THE TASK: Would you please copy each line below that includes the string "ServerController"?

INPUT RECORDS:
=== Section Start ===

PR #1930, opened 2021-01-08
Allow to check user rights when using EmbeddedSDK.as impersonation

### LINKED ISSUE #1686: As an end user, I want to apply rights when using the sdk.as method
## Description

The `EmbeddedSDK.as` method allows to impersonate an user when executing an API action.

For now, this method only allows to add the user kuid in the metadata.

The method should also apply the user rights to the request.

Also, when using this method a new EmbeddedSDK is instantiated, we should find a way to avoid this instantiation.

Leodau:
## What does this PR do ?

Long story short. :fast_forward: 
Updates the `app.sdk.as` system to be less expensive and also implements a **conditional** security check _(user rights)_ before executing any action at the funnel level.

---

Current impersonation using Kuzzle's internal **EmbeddedSDK** (`app.sdk.as()`) is actually quite expensive, it would instantiate a whole new SDK with all its bells and whistles. This PR changes this by implementing a lazily dynamic meta-constructed sdk wrapper called the **ImpersonatedSDK** that is considerably smaller, grows depending on the impersonated user's usage and most importantly it works by using the already instantiated base **sdk**.

### _To Dos_
- [x] **ImpersonatedSDK** Tests
- [x] Update **EmbeddedSDK** Tests
- [x] Update **funnelProtocol** Tests
- [x] Functional **Plugin Context** Create Document As
- [x] Docs

### How should this PR be reviewed?

- :warning: Please invest particular attention into finding any breaking differences between the **EmbeddedSDK** and our new **ImpersonatedSDK**. _(Atm, the ImpersonatedSDK only proxies the **controllers** + **query** actions, would that really suffice?)._ :warning: 
- Taking a look at the modifications of the **sdk/funnelProtocol**.
- Check out the below test example to see if any other weird **case** comes to your mind.
- Nvm **sonarcloud** :man_facepalming: 

1. With kuzzle services running, `npm run dev test.ts`
```ts
import { Backend } from './lib/core/application/backend'

const app = new Backend('playground')

function assert(response, wantedId) {
    if (response._source._kuzzle_info.author !== wantedId)
        throw new Error(`Failed, ${response._source._kuzzle_info.author}!=${wantedId}`)
}

app.start()
.then(async () => {
    const proxyInstance = app.sdk.as({ _id: 'leo' }, { checkRights: true })

    assert(await app.sdk.document.create('test', 'test', { authorShouldBe: 'nobody' }), null)
    assert(await proxyInstance.document.create('test', 'test', { authorShouldBe: 'leo' }), 'leo')
    assert(await app.sdk.document.create('test', 'test', { authorShouldBe: 'nobody' }), null)
    assert(await app.sdk.as({ _id: 'alyx' }).document.create('test', 'test', { authorShouldBe: 'alyx' }), 'alyx')
    assert(await app.sdk.document.create('test', 'test', { authorShouldBe: 'nobody' }), null)
    assert(await app.sdk.as({ _id: 'leo' }).document.create('test', 'test', { authorShouldBe: 'leo' }), 'leo')
    assert(await app.sdk.document.create('test', 'test', { authorShouldBe: 'nobody' }), null)

    // This doesn't work, you can't use '.as' with an already impersonated sdk instance.
    // await proxyInstance.as({ _id: 'alyx' }).document.create('test', 'test', { authorShouldBe: 'alyx' });

    // Should these be also made to work?
    // console.log(proxyInstance.protocol, proxyInstance.sdkVersion, proxyInstance.sdkName);
    // console.log(app.sdk.protocol, app.sdk.sdkVersion, app.sdk.sdkName);

})
.catch(console.error)
```

### Other changes

- Updated the **FunnelProtocol** to be able to handle performant user Impersonation on demand. _(With backwards compatibility)_
- Added **app** _(which is a Backend instance)_ to the **global object**. :flags: 
- Moved and renamed native Controller files. _(api/controllers/)_ and their tests!
- Had to update the UTs for the newly dissected **BackendPlugin**, Backend is a singleton now?

### Boyscout

- Removes a UT step duplicate (authController.test)
- Adds a new assert **assertionError** when trying to re-define the **global.app** instance (:warning: This makes the Backend class behave like a single instance only! (hard singleton)

Closes #1686


lib/api/funnel.js
```diff
@@ -25,16 +25,7 @@ const Bluebird = require('bluebird');
...
-const AuthController = require('./controller/auth');
-const BulkController = require('./controller/bulk');
-const CollectionController = require('./controller/collection');
-const DocumentController = require('./controller/document');
-const IndexController = require('./controller/index');
-const MemoryStorageController = require('./controller/memoryStorage');
-const RealtimeController = require('./controller/realtime');
-const SecurityController = require('./controller/security');
-const ServerController = require('./controller/server');
+const nativeControllers = require('./controllers');
```
Aschen, line 28: I would rather keep importing the original class name so it's easier to identify them later
```suggestion
const {
  AdminController,
  AuthController,
  BulkController,
  CollectionController,
  DocumentController,
  IndexController,
  MemoryStorageController,
  RealtimeController,
  SecurityController,
  ServerController,
} = require('./controllers');
```

lib/api/controllers.js
```diff
@@ -0,0 +1,35 @@
...
+  Admin: require('./controller/admin'),
+  Auth: require('./controller/auth'),
+  Bulk: require('./controller/bulk'),
+  Collection: require('./controller/collection'),
+  Document: require('./controller/document'),
+  Index: require('./controller/index'),
+  Ms: require('./controller/memoryStorage'),
+  Realtime: require('./controller/realtime'),
+  Security: require('./controller/security'),
+  Server: require('./controller/server'),
```
Aschen, line 34: I would rather match the export with the real class name. Also the file should be renamed to match the class declared inside.

Then you will be able to rename the `api/controllers.js` file to `api/controllers/index.js` to follow the Node.js module naming convention.

```suggestion
  AdminController: require('./controllers/adminController'),
  AuthController: require('./controllers/authController'),
  BulkController: require('./controllers/bulkController'),
  CollectionController: require('./controllers/collectionController'),
  DocumentController: require('./controllers/documentController'),
  IndexController: require('./controllers/indexController'),
  MemoryStorageController: require('./controllers/memoryStorageController'),
  RealtimeController: require('./controllers/realtimeController'),
  SecurityController: require('./controllers/securityController'),
  ServerController: require('./controllers/serverController'),
```

lib/api/funnel.js
```diff
@@ -96,17 +87,17 @@ class Funnel {
...
+    this.controllers.set('bulk', new nativeControllers.Bulk());
+    this.controllers.set('collection', new nativeControllers.Collection());
+    this.controllers.set('document', new nativeControllers.Document());
+    this.controllers.set('index', new nativeControllers.Index());
+    this.controllers.set('realtime', new nativeControllers.Realtime());
+    this.controllers.set('security', new nativeControllers.Security());
+    this.controllers.set('server', new nativeControllers.Server());
+    this.controllers.set('admin', new nativeControllers.Admin());
+
+    const msController = new nativeControllers.Ms();
```
Aschen, line 100:
```suggestion
  AdminController: require('./controllers/adminController'),
  AuthController: require('./controllers/authController'),
  BulkController: require('./controllers/bulkController'),
  CollectionController: require('./controllers/collectionController'),
  DocumentController: require('./controllers/documentController'),
  IndexController: require('./controllers/indexController'),
  MemoryStorageController: require('./controllers/memoryStorageController'),
  RealtimeController: require('./controllers/realtimeController'),
  SecurityController: require('./controllers/securityController'),
  ServerController: require('./controllers/serverController'),
  
  const msController = new MemoryStorageController();
```

lib/core/shared/sdk/impersonatedSdk.js
```diff
@@ -0,0 +1,70 @@
...
+ */
+
+'use strict';
+
+const nativeControllers = require('../../../api/controllers');
+
+class ImpersonatedSDK {
+  constructor (sdk, userId) {
+    this.sdk = sdk;
+    this.userId = userId;
```
Aschen, line 29: Nitpicking: This could be renamed to `kuid` to follow Kuzzle domain

lib/core/shared/sdk/impersonatedSdk.js
```diff
@@ -0,0 +1,70 @@
...
+
+    for (const controller of Object.keys(nativeControllers)) {
```
Aschen, line 31: Nitpicking: This should be renamed to something more explicit representing the content of the variable (since it's a class it should start with a capital letter): `ControllerClass`

lib/core/shared/sdk/impersonatedSdk.js
```diff
@@ -0,0 +1,70 @@
...
+      const controllerName = controller.toLowerCase();
+      const subProxyName = `${controllerName}ProxyMethod`;
+
+      if (! Object.prototype.hasOwnProperty.call(
```
Aschen, line 35: Why not simply use `this.sdk[controllerName]` ?

lib/core/shared/sdk/impersonatedSdk.js
```diff
@@ -0,0 +1,70 @@
...
+        this.sdk,
+        controllerName)) {
+        continue;
+      }
+
+      Reflect.defineProperty(this, controllerName, {
+        get: () => {
+          if (! Object.prototype.hasOwnProperty.call(this, subProxyName)) {
```
Aschen, line 43: Ditto, why using `hasOwnProperty` ?

lib/core/shared/sdk/impersonatedSdk.js
```diff
@@ -0,0 +1,70 @@
...
+          }
+
+          return this[subProxyName];
+        }
+      });
+    }
+  }
+
+  query (request, options = {}) {
+    request.__userId__ = this.userId;
```
Aschen, line 64: Nitpicking: the "hidden" variable in the request payload could be named `__kuid__`

Aschen (changes requested):
I know it's still in draft but I suggested some changes :+1:

lib/api/funnel.js
Leodau: This was part of my thinking process also, BUT, the idea of importing the 'whole' controllers module instead of one by one, was so when we update our controller list, there would be only one place to do so.

lib/api/controllers.js
Leodau: Ofc, having a **controllers/index.js** is my main intention.

Leodau: Also, there is an inconsistency between our controllers naming and its **sdk.** counterparts.

Like with our  'alias' for MemoryStorage here:
https://github.com/kuzzleio/kuzzle/blob/master/lib/api/funnel.js#L111
And the whole DocumentController -> _document_.

So I thought this turnaround would spare me from doing name parsing in the **proxyNaming** at the **impersonatedSdk level**.

lib/core/application/backend.ts
```diff
@@ -571,6 +571,10 @@ export class Backend {
       writable: true
     });
 
+    Reflect.defineProperty(global, 'app', {
```
Aschen, line 574: An error should be raised (or even better, an assertion) if the `app` property is already defined

lib/core/shared/sdk/funnelProtocol.js
```diff
@@ -53,6 +55,17 @@ class FunnelProtocol extends KuzzleEventEmitter {
...
+  async _impersonate(requestedUserId) {
+    if (typeof requestedUserId !== 'string') {
+      throw kerror.get('plugin', 'context', 'invalid_user');
+    }
+
+    // Make sure to request the user only if needed
+    if (! this.requestOptions.user || this.requestOptions.user._id !== requestedUserId) {
+      this.requestOptions.user = await global.kuzzle.ask('core:security:user:get', requestedUserId);
+    }
+  }
```
Aschen, line 67: Nitpicking
```suggestion
  async _impersonate (requestedKuid) {
    if (typeof requestedKuid !== 'string') {
      throw kerror.get('plugin', 'context', 'invalid_user');
    }

    // Make sure to request the user only if needed
    if (! this.requestOptions.user || this.requestOptions.user._id !== requestedKuid) {
      this.requestOptions.user = await global.kuzzle.ask('core:security:user:get', requestedKuid);
    }
  }
```

lib/core/shared/sdk/funnelProtocol.js
```diff
@@ -63,25 +76,47 @@ class FunnelProtocol extends KuzzleEventEmitter {
...
           id: await global.kuzzle.ask('core:network:internal:connectionId:get'),
           protocol: this.id
         },
-        user: this.user
+        user: null
       };
     }
 
+    // Use the provided request.UserId, otherwise use the impersonatedId previously given at funnel construction
+    if (Object.prototype.hasOwnProperty.call(request, '__kuid__')) {
```
Aschen, line 91: Why using `hasOwnProperty` and not `request.__kuid__` directly?

lib/core/shared/sdk/impersonatedSdk.js
```diff
@@ -0,0 +1,71 @@
...
+
+const nativeControllers = require('../../../api/controllers');
+
+class ImpersonatedSDK {
+  constructor (kuid) {
+    this.kuid = kuid;
+
+    for (const ControllerClass of Object.keys(nativeControllers)) {
+      // @todo in the future, native controller names should be normalized to sdk naming
+      const controllerName = ControllerClass
```
Aschen, line 32: I didn't realize that since you only iterate on the keys then `ControllerClass` is not a constructor but just a name.. Sorry for that
```suggestion
    for (const controller of Object.keys(nativeControllers)) {
      // @todo in the future, native controller names should be normalized to sdk naming
      const controllerName = controller
```

Aschen (changes requested):

Aschen (changes requested):
Missing functional tests, otherwise everything is ok for me :+1:

xbill82 (commented):
I find the whole architecture of this system a little weird. Let me know if I get this correctly:
* `EmbeddedSDK` gets instantiated once by `Backend`, when the global `app` object is created.
* `app` (and thus `app.sdk`) is meant to be a singleton, even if the implementation of this pattern is quite exotic (`global.app` with an assertion). The problem here is that the "globality" of the SDK is defined in the `Backend` class, rather in the `EmbeddedSDK` class
* The static `EmbeddedSDK.as()` method returns a new instance of `ImpersonatedSDK` (which is pretty elegant), wrapping the global instance of `EmbeddedSDK` (`global.app.sdk`).

It seems to me we could avoid this roundabout and just let `EmbeddedSDK` behave like the real Singleton pattern and be able to pass its unique instance to the constructor of `ImpersonatedSDK`. Or the `as()` method could be a non-static one, to call directly on the `global.app.sdk` object. I feel like we oscillate between the class and object (at global level) nature of the symbols, which I find misleading.
I don't know. I smell spaghetti (not strictly inherent to this PR, tho... It comes from the deep levels of the arch).

But I do understand that the real Singleton here is `Backend`, and that `sdk` is just one of its members and that the use of `global` is just a shortcut to avoid importing `Backend` in all the files. And I don't like it.

And I do understand that **changing this is costly and probably not worth the fuss**

xbill82:
Ok, spoke with @Aschen nevermind my comment!

xbill82 (approved):

plugins/available/functional-test-plugin/functionalTestPlugin.js
```diff
@@ -119,6 +119,16 @@ class FunctionalTestPlugin {
         });
     };
 
+    // Embedded SDK.as() Impersonation =========================================
+    this.controllers.impersonate = { createDocumentAs: 'createDocumentAs' };
+
+    this.routes.push({
+      action: 'createDocumentAs',
+      controller: 'impersonate',
+      path: '/impersonate/createDocumentAs/:userId',
```
Aschen, line 128: Nitpicking
```suggestion
      path: '/impersonate/createDocumentAs/:kuid',
```

plugins/available/functional-test-plugin/functionalTestPlugin.js
```diff
@@ -260,6 +270,20 @@ class FunctionalTestPlugin {
 
     return { result: helloName };
   }
+
+  /**
+   * Tests the EmbeddedSDK's impersonating feature using the new
+   * ImpersonatedSDK wrapper
+   */
+  async createDocumentAs (request) {
+    const sdkInstance = await this.sdk.as({ _id: request.input.args.userId });
```
Aschen, line 279:
```suggestion
    const sdkInstance = await this.sdk.as({ _id: request.input.args.kuid });
```

plugins/available/functional-test-plugin/functionalTestPlugin.js
```diff
@@ -260,6 +270,20 @@ class FunctionalTestPlugin {
...
+
+    return sdkInstance.document.create(
+      'nyc-open-data',
+      'yellow-taxi',
+      { shouldBeCreatedBy: request.input.args.userId },
```
Aschen, line 284:
```suggestion
      { shouldBeCreatedBy: request.input.args.kuid },
```

Aschen (approved):

jenow (approved):

Aschen (changes requested):
Documentation must be updated:
 - https://docs.kuzzle.io/core/2/guides/develop-on-kuzzle/embedded-sdk/#user-impersonation
 - https://docs.kuzzle.io/core/2/framework/classes/embedded-sdk/as/

Aschen (changes requested):
:warning: We need a workshop because there is an usecase where a developer may want to add Kuzzle metadata to the document but does not want to apply the user rights

rolljee (approved):

lib/types/Global.ts
```diff
@@ -13,4 +14,4 @@ global.NODE_ENV = process.env.NODE_ENV;
 
 export {};
 
-/* eslint-enable @typescript-eslint/no-namespace */
+/* eslint-enabl2e @typescript-eslint/no-namespace */
```
Aschen:
```suggestion
/* eslint-enable @typescript-eslint/no-namespace */
```

alexandrebouthinon (approved):

lib/core/shared/sdk/funnelProtocol.js
```diff
@@ -32,16 +32,18 @@ class FunnelProtocol extends KuzzleEventEmitter {
...
 
     this.id = 'funnel';
-    this.user = user;
-
     this.requestOptions = null;
+    this._impersonateKuid = null;
 
-    if (this.user && typeof this.user._id !== 'string') {
-      throw kerror.get('plugin', 'context', 'invalid_user');
+    if (user) {
```
Aschen, line 38: The `FunnelProtocol` should not be instantiated with a user object anymore. It's a leftover from the previous implementation of the `as` method where the `EmbeddedSDK` could be instantiated with an user.

Now the `EmbeddedSDK` should never be instantiated with an user since we have the `ImpersonatedSDK` for this.

You should also remove the `user` argument from the `EmbeddedSDK` constructor

lib/core/shared/sdk/impersonatedSdk.js
```diff
@@ -0,0 +1,73 @@
...
+        .replace('Controller', '')
+        .replace('MemoryStorage', 'ms')
+        .toLowerCase();
+      const subProxyName = `${controllerName}ProxyMethod`;
+
+      if (! global.app.sdk[controllerName]) {
+        continue;
+      }
+
+      Reflect.defineProperty(this, controllerName, {
```
Aschen, line 43: Can we have some explicit comments for this section ? Metaprogramming spell are powerful but not easy to understand and master for newcomers ;-)

lib/types/Global.ts
```diff
@@ -4,6 +4,7 @@ declare global {
   namespace NodeJS {
     interface Global {
       kuzzle: any;
+      app: any;
```
Aschen, line 7: We should specify the real type here since it's already written in TS

Aschen (changes requested):

lib/core/shared/sdk/funnelProtocol.js
Leodau: Oh ofc, getting that user in the funnel's constructor actually induced some underlying logic complexities. I thought we couldn't remove it due to 'trying to maintain backwards compatibility'.

Aschen (approved):

plugins/available/functional-test-plugin/functionalTestPlugin.js
```diff
@@ -104,10 +104,10 @@ class FunctionalTestPlugin {
     this.pipes['plugin-functional-test-plugin:testPipesReturn'] =
       async name => `Hello, ${name}`;
 
-    // Pipe declared with a function name
+    // Pipe declared with a function name ======================================
```
scottinet, line 107: (nitpicking / for another PR) when I see that kind of thing, this triggers a reflex telling me that the file is too large, and that the code should be split to make it more readable

scottinet (changes requested):

lib/core/shared/sdk/funnelProtocol.js
```diff
@@ -64,13 +69,34 @@ class FunnelProtocol extends KuzzleEventEmitter {
...
       };
     }
 
+    // Use the provided request.kuid, otherwise use the impersonatedId previously given at funnel construction
+    if (request.__kuid__) {
+      await this._impersonate(request.__kuid__);
+    }
+    else { // Reset user if impersonation is not required
+      this.requestOptions.user = null;
+    }
```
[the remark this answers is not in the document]
Aschen: Since we already have the `kuid` I'm not sure we need to get the entire user object the the `kuid` is enough for the rights and metadata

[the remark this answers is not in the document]
scottinet: It seems to be insufficient, since the FunnelProtocol needs it. And IIRC there is only 1 FunnelProtocol for all impersonated SDKs: loading the User object in an async task means that race conditions can (and probably will) occur when processing concurrent requests.
Or did I miss something?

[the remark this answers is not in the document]
Leodau: Seems like the only place where the user is required, it actually uses only the **_id** in it. (KuzzleContext)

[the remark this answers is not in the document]
Leodau: Ok, so. Now we store the user and the required request options in the local context instead, this should solve our race condition issue. Can you guys confirm this? @scottinet @Aschen

lib/core/shared/sdk/impersonatedSdk.js
```diff
@@ -0,0 +1,83 @@
...
+        continue;
+      }
+
+      // Lazily wrap in runtime; native 'sdk' controllers and induce custom 'query' beaviour
+      Reflect.defineProperty(this, controllerName, {
+        get: () => {
+          // If the requested controller has not yet been proxied
+          if (! this[controllerProxy]) {
+
+            // Create a proxy object to injects our local 'query' behaviour
```
Leodau, line 49:
```suggestion
            // Create a proxy object to inject our local 'query' behaviour
```

lib/core/shared/sdk/impersonatedSdk.js
```diff
@@ -0,0 +1,83 @@
...
+            // in the underlying base 'sdk' action methods so we can send
+            // impersonation configuration (kuid & checkRights) to the funnel
+            this[controllerProxy] = new Proxy(global.app.sdk[controllerName], {
+              get: (controllerInstance, actionName) => {
+
+                // Returns the original SDK action method but bind a context
```
Leodau, line 55:
```suggestion
                // Return the original SDK action method BUT bind to this local context
```

lib/core/shared/sdk/impersonatedSdk.js
```diff
@@ -0,0 +1,83 @@
...
+                // with our custom 'query method
+                return controllerInstance[actionName].bind({
```
Aschen, line 57: We need to merge the original context (`this`) with our new one who contains the query method because some controller method are using other references of the original context (e.g [auth.checkToken](https://github.com/kuzzleio/sdk-javascript/blob/master/src/controllers/Auth.ts#L193) or [realtime.subscribe](https://github.com/kuzzleio/sdk-javascript/blob/master/src/controllers/Realtime.ts#L165) for example)

Aschen (changes requested):

Aschen (approved):

scottinet (approved):

alexandrebouthinon (approved):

=== Section End ===

RESPONSE TO THE TASK:
-const ServerController = require('./controller/server');
  ServerController,
  ServerController: require('./controllers/serverController'),
  ServerController: require('./controllers/serverController'),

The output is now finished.